Records from a data source:

--*--

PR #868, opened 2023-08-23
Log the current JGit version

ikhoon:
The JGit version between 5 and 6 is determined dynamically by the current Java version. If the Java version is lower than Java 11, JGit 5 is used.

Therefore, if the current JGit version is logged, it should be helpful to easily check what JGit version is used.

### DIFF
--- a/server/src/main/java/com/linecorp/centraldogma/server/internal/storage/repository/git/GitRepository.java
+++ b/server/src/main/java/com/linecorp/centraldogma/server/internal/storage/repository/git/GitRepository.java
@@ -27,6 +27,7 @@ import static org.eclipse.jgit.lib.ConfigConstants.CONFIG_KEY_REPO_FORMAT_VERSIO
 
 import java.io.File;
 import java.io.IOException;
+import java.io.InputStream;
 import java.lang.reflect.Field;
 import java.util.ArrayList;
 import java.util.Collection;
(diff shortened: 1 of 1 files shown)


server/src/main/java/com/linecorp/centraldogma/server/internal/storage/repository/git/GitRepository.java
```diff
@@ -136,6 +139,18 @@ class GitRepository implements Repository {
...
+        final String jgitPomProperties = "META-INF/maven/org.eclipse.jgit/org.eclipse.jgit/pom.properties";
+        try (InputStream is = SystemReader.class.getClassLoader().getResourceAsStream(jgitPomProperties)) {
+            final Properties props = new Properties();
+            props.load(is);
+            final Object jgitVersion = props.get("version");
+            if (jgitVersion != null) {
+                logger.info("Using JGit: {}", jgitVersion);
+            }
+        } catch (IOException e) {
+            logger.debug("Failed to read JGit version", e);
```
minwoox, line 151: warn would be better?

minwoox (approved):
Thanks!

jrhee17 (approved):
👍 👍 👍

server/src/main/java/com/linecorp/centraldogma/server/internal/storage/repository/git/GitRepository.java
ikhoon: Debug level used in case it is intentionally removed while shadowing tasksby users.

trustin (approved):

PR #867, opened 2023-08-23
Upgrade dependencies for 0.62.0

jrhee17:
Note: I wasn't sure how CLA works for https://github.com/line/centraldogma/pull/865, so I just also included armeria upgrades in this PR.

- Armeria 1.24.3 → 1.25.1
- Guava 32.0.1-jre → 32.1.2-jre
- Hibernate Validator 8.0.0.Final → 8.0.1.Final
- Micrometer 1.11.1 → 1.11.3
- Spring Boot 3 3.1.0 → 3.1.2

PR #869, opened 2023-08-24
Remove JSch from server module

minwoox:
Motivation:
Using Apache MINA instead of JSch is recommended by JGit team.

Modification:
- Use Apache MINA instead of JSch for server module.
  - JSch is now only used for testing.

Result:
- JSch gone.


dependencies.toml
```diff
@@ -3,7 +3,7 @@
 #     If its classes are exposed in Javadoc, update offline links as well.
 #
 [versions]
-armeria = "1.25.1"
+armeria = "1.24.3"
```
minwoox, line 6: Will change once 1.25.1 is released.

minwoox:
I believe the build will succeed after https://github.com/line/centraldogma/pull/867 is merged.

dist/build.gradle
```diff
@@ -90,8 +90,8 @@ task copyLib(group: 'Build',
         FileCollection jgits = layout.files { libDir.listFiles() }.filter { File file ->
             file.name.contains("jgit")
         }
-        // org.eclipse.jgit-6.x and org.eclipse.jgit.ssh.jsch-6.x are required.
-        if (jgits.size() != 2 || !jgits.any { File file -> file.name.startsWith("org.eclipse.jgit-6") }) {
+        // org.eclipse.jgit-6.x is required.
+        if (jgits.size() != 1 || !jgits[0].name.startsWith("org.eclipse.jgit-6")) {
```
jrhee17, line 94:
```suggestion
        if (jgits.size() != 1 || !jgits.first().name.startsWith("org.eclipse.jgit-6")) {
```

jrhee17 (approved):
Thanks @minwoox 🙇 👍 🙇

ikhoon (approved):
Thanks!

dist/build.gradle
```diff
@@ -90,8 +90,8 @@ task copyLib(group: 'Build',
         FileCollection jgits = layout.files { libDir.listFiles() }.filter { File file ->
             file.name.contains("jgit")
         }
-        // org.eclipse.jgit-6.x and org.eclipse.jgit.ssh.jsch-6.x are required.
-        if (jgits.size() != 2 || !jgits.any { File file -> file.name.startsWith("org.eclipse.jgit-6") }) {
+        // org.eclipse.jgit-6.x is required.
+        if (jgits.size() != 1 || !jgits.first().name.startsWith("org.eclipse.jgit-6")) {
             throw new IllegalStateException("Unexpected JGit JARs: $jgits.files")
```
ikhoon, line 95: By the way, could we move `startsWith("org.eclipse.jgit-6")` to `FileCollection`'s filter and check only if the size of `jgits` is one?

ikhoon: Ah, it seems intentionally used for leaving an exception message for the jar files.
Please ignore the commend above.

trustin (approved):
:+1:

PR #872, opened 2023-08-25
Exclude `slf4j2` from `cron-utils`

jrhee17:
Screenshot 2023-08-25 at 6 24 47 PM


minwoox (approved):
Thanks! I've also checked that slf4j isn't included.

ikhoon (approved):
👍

--*--

*Task to complete:* Exactly the lines from the one containing "Screenshot 2023-08-25 at 6 24 47 PM" to the final line of the entries must be restated, and no others.

*Reply:*
Screenshot 2023-08-25 at 6 24 47 PM


minwoox (approved):
Thanks! I've also checked that slf4j isn't included.

ikhoon (approved):
👍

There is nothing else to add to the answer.